◆ **REQUIREMENT**: The lines to be copied are those below that contain "will".

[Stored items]

=====

PR #1932, opened 2023-02-22
agda-stdlib-utils: drop GHC < 8.6, modernise .cabal file, update CI

andreasabel:
With Agda-2.6.4 dropping GHC < 8.6, we can follow suit here. This encourages us to also bump the `cabal-version`, which allows us to modernise the `.cabal` file.

Update the Haskell-CI to the latest versions.


jamesmckinna:
Does this change permit continued support for 2.6.2.2 until the stabilisation of the v2.0 milestone?

andreasabel:
Yes.  It is only about the GHC version used to set up the Agda standard library, i.e., to generate `Everything.agda` and the like.

PR #1938, opened 2023-03-20
Add monotonicity laws for `Nat._^_`

HarrisonGrodin:


src/Data/Nat/Properties.agda
```diff
@@ -1046,6 +1046,24 @@ m^n≡1⇒n≡0∨m≡1 m (suc n) eq = inj₂ (m*n≡1⇒m≡1 m (m ^ n) eq)
 m^n≢0 : ∀ m n .{{_ : NonZero m}} → NonZero (m ^ n)
 m^n≢0 m n = ≢-nonZero (≢-nonZero⁻¹ m ∘′ m^n≡0⇒m≡0 m n)
 
+^-monoˡ-≤ : ∀ n → (_^ n) Preserves _≤_ ⟶ _≤_
+^-monoˡ-≤ zero m≤o = s≤s z≤n
+^-monoˡ-≤ (suc n) {m} {o} m≤o = *-mono-≤ m≤o (^-monoˡ-≤ n m≤o)
```
jamesmckinna, line 1051: I don't think that L.1051 needs to mention the implicits `{m}` and `{o}`?

HarrisonGrodin:
Thanks for the comments! I just made these changes.

src/Data/Nat/Properties.agda
```diff
@@ -1046,6 +1046,24 @@ m^n≡1⇒n≡0∨m≡1 m (suc n) eq = inj₂ (m*n≡1⇒m≡1 m (m ^ n) eq)
...
+^-monoˡ-< : ∀ n .{{_ : NonZero n}} → (_^ n) Preserves _<_ ⟶ _<_
+^-monoˡ-< (suc zero) m<o = *-monoˡ-< 1 m<o
+^-monoˡ-< (suc n@(suc _)) m<o = *-mono-< m<o (^-monoˡ-< n m<o)
+
+^-monoʳ-< : ∀ m → 1 < m → (m ^_) Preserves _<_ ⟶ _<_
+^-monoʳ-< m 1<m {.zero} {suc o} z<s =
+  *-mono-≤ 1<m (n≢0⇒n>0 (≢-nonZero⁻¹ (m ^ o) {{(m^n≢0 m o {{>-nonZero (<-trans z<s 1<m)}})}}))
+^-monoʳ-< m 1<m {suc _} (s<s n≤o) =
+  *-monoʳ-< m {{ >-nonZero (<-trans z<s 1<m) }} (^-monoʳ-< m 1<m n≤o)
+
```
jamesmckinna, line 1066: So... lines L.1062--1065 got me thinking, as follows:
* the repetition of the instance argument `{{>-nonZero (<-trans z<s 1<m)}}` has to be a code smell, given that there are other (less convoluted!) ways to witness `0 < m`; 
* the logic of the argument is otherwise clear  (but makes subtle use of the hypothesis that `1 < m` in the form `2 ≤ m` !); 
* the immediately succeeding lines L.1067--1069 witness a proof which can, and should be generalised, and then used in your proof.

So I came up with this instead, for your consideration:
```agda
m^n>0 : ∀ m .{{_ : NonZero m}} n → m ^ n > 0
m^n>0 m n = >-nonZero⁻¹ (m ^ n) {{m^n≢0 m n}}

^-monoʳ-< : ∀ m → 1 < m → (m ^_) Preserves _<_ ⟶ _<_
^-monoʳ-< m@(suc _) 1<m {zero}  {suc o} z<s       = *-mono-≤ 1<m (m^n>0 m o)
^-monoʳ-< m@(suc _) 1<m {suc n} {suc o} (s<s n<o) = *-monoʳ-< m (^-monoʳ-< m 1<m n<o)

2^n>0 : ∀ (n : ℕ) → 2 ^ n > 0
2^n>0 = m^n>0 2
```

The proof now features that 
* `m > 0` is finessed by pattern matching on `m` as `suc _`, without further ado;
* the proof that `m ^ n > 0` which you had conjured up, is now itself made systematic as a lemma, as an example of (inversion of) instance inference; 
* the basic logical structure is retained; 
* the succeeding lemma is now a trivial consequence of the new lemma.

Moral: never be afraid to touch/refactor other parts of a module on the way to making a clean new addition (within reason! maintainers may have other views on the matter... but in this case, the additional changes are tight, local, and in the spirit of the argument you gave).

jamesmckinna:
Otherwise, looks a good first PR to me! 
(@MatthewDaggitt I'll leave it to you to approve the test/ci workflow for this, unless you're happy for me to do so).

src/Data/Nat/Properties.agda
HarrisonGrodin: Your points make a lot of sense. Thanks for the idea - I just made this change!

HarrisonGrodin:
Upon further inspection, `Data.Nat.Logarithm.Core` is the only module using the new-in-2.0 `2^n>0`, and it uses  `>-nonZero (2^n>0 n)`, which could instead simply be `m^n≢0 2 n`. Thus, to avoid making `2` a special case, it might be nicer to replace `2^n>0` with this more general `m^n>0` here?

MatthewDaggitt:
Thanks for the great PR! Nice contributions and a great refactoring. As soon as this has passed CI I'll merge it in.

MatthewDaggitt:
> Otherwise, looks a good first PR to me!
(@MatthewDaggitt I'll leave it to you to approve the test/ci workflow for this, unless you're happy for me to do so).

@jamesmckinna yup of course more than happy for you to do this in future!

jamesmckinna:
@HarrisonGrodin sorry not to have managed to get back to this PR before @MatthewDaggitt merged it in. It all looks/looked great! 
And you even managed to avoid having to introduce a deprecation warning for `2^n>0` ;-)

HarrisonGrodin:
@jamesmckinna No worries - thank you for the helpful review comments!

PR #2231, opened 2025-02-20
Change the default disk threshold and cleanup eviction

Macbeth98:
# Description
- Cleaned up Eviction hooks
- Changed the default disk threshold to 95%

# Checklist:


nkunal (dismissed):

AndrewHess (dismissed):
Looks good

Just FYI: there's a type `utils.WithDefault[T]` that you could use; we use it for a few config fields (I think your current changes are good since that's how we had it before, so I don't think it's worth changing to `WithDefault` unless you really want to). I've mostly been using `WithDefault` for boolean fields because parsing is a bit more annoying for those than for numbers

nkunal (approved):

PR #2244, opened 2025-02-21
K8s events index

Macbeth98:
# Description
- If the log record has `attributes.k8s.event`, then it will be set to new index `k8s_events_sig`.
- Made some changes to manage `PleArray` for multiple indexes.

# Testing
- Tested by writing two test cases:
    - Verifying the k8s events key and setting the index to `k8s_event_sig`
    - Testing the whole log ingestion by passing two k8s events log and two normal logs 

# Checklist:


pkg/otlp/logs.go
```diff
@@ -38,6 +38,9 @@ import (
 
 const defaultIndexName = "otel-logs"
 const indexNameAttributeKey = "siglensIndexName"
+const k8sKey = "k8s"
+const k8sEventsKey = "event"
+const k8sEventsIndexName = "k8s_events_sig"
```
AndrewHess, line 43: nit: change `k8s_events_sig` to use `-`, since we already have an index using hyphens (`otel-logs`), we should be consistent

pkg/otlp/logs.go
```diff
@@ -107,10 +110,39 @@ func ingestLogs(request *collogpb.ExportLogsServiceRequest, myid int64) (int, in
...
-	pleArray := make([]*segwriter.ParsedLogEvent, 0)
 	numTotalRecords := 0
 	numFailedRecords := 0
 
+	/// PLE Array Management Start ///
+	// Keeping this code block here to avoid using mutexes
+	var pleArrayMap = make(map[int][]*segwriter.ParsedLogEvent, 0)
+	var pleArrayMapIndex = 0
+
+	getPleArray := func() []*segwriter.ParsedLogEvent {
```
AndrewHess, line 121: Not sure what this comment means. Why would we need to use mutexes? I think you're saying if we moved these closures to be proper functions we'd need mutexes?

Macbeth98: I mean now I have these functions inside this `ingestLogs` function. If I have kept them out of the function block, then we should have to use Mutex as then the `pleArrayMap` and `pleArrayMapIndex` will become global vars.

But also I think we could still move these closures to proper functions, but we have to pass these variables as params. But I thought this should be fine, as this is only used for this function.

AndrewHess (approved):

pkg/otlp/logs.go
AndrewHess: Got it. This is fine

PR #2268, opened 2025-02-27
pauseMode configuration support

nrkawane:
By default it is false.
When set to false, the siglens will not start but instead simply print a message to the console/log every 2 minutes. This allows logging into pod to investigate environment and debug.

# Description
Summarize the change.

# Testing

# Checklist:


cmd/startup/startup.go
```diff
@@ -151,6 +152,15 @@ func Main() {
 	log.Infof("----- Siglens server type %s starting up.... ----- \n", nodeType.String())
 	log.Infof("----- Siglens server logging to %s ----- \n", logOut)
 
+	if config.GetRunningConfig().PauseModeConverted {
```
AndrewHess, line 155: nit: make a new function like `config.IsPauseModeEnabled()` and call that here. That's how we get most config values

pkg/config/config.go
```diff
@@ -1285,6 +1301,18 @@ func ExtractConfigData(yamlData []byte) (common.Configuration, error) {
...
+	if len(config.PauseMode) <= 0 {
+		config.PauseMode = "false"
+	}
+	pauseMode, err := strconv.ParseBool(config.PauseMode)
+	if err != nil {
+		log.Errorf("PauseMode: failed to parse PauseMode flag. Defaulting to false. Error: %v", err)
+		pauseMode = false
+		config.PauseMode = "false"
+	}
+	config.PauseModeConverted = pauseMode
```
AndrewHess, line 1314: FYI: this is valid and you don't have to change it, but personally I find it annoying to add all this for a boolean config field. There's a generic `WithDefault[T]` type that you can use to clean this up if you want to (e.g., see https://github.com/siglens/siglens/blob/develop/pkg/config/common/common.go#L58 and check how it's used)

server.yaml
```diff
@@ -49,4 +49,7 @@ queryTimeoutSecs: 300  # 5 minutes default
 
 # memoryLimits:
 #   lowMemoryMode: true  # Set to true to enable low memory mode
-#   maxUsagePercent: 80  # Percent of available RAM that siglens will occupy
\ No newline at end of file
+#   maxUsagePercent: 80  # Percent of available RAM that siglens will occupy
+
+## Pause SigLens from starting up. 
+#pauseMode: true
```
AndrewHess, line 55: Maybe renaming to `delayStartup` would be more clear? But pauseMode is also fine if we want to keep that

cmd/startup/startup.go
nrkawane: Fixed

pkg/config/config.go
nrkawane: It is indeed annoying. Lets keep it the way it is in this case - other configs follow the same pattern. In a new place I will use the generic one. Thanks

server.yaml
nrkawane: Actually we arent delaying. The SigLens never starts ... it simply pauses. Lets keep the name.

AndrewHess:
Looks good once you fix the failing config tests

AndrewHess (approved):

PR #2270, opened 2025-02-28
Fix agg over time Metric Queries

Macbeth98:
# Description
- Fixed the issue with Aggregation (count, sum, avg, min, max) Over time metric queries.
- Fixed the parser and the implementation.
- Now the results match with Prometheus.

# Testing
- Tested by taking the local copy of data directories of siglens and prometheus from the test instance that had K8s metrics ingested.
- Ran the queries and verified that the outputs are same.
- Updated the unit test cases.

# Checklist:


pkg/segment/query/metricsquery.go
```diff
@@ -165,7 +177,7 @@ func ApplyMetricsQuery(mQuery *structs.MetricsQuery, timeRange *dtu.MetricsTimeR
 	for mQuery.SubsequentAggs != nil {
 		if mQuery.SubsequentAggs.AggBlockType == structs.FunctionBlock {
 			mQuery.Function = *mQuery.SubsequentAggs.FunctionBlock
-			errors = mRes.ApplyFunctionsToResults(parallelism, mQuery.Function)
+			errors = mRes.ApplyFunctionsToResults(parallelism, mQuery.Function, timeRange)
```
AndrewHess, line 180: Should this be `finalTimeRange` too, or is `timeRange` correct?

pkg/segment/results/mresults/seriesresult_test.go
```diff
@@ -361,37 +402,38 @@ func Test_applyRangeFunctionAvg(t *testing.T) {
...
+	res, err := ApplyRangeFunction(timeSeries, structs.Function{RangeFunction: segutils.Avg_Over_Time, TimeWindow: 20, Step: 15}, timeRange)
 	assert.Nil(t, err)
 
-	assert.Len(t, res, 6)
+	/**
+	 * The result will be:
+	 Evalution starts at 1000 and evaluates at every 15 seconds with 20 seconds lookback at each evaluation
+	 => 1000: 1000-20 = 980 => 1.0
+	 => 1015: 1015-20 = 995 => (2.0 + 3.0 + 4.0 + 18.0) / 4 = 6.75
+	 => 1030: 1030-20 = 1010 => 18.0 + 2.5 / 2 = 10.25
```
AndrewHess, line 418: nit: 
```suggestion
	 => 1030: 1030-20 = 1010 => (18.0 + 2.5) / 2 = 10.25
```

AndrewHess (commented):
Looking good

=====

◆ **RESULT OF THE TASK**:
- If the log record has `attributes.k8s.event`, then it will be set to new index `k8s_events_sig`.
Macbeth98: I mean now I have these functions inside this `ingestLogs` function. If I have kept them out of the function block, then we should have to use Mutex as then the `pleArrayMap` and `pleArrayMapIndex` will become global vars.
When set to false, the siglens will not start but instead simply print a message to the console/log every 2 minutes. This allows logging into pod to investigate environment and debug.
-#   maxUsagePercent: 80  # Percent of available RAM that siglens will occupy
+#   maxUsagePercent: 80  # Percent of available RAM that siglens will occupy
nrkawane: It is indeed annoying. Lets keep it the way it is in this case - other configs follow the same pattern. In a new place I will use the generic one. Thanks
+	 * The result will be:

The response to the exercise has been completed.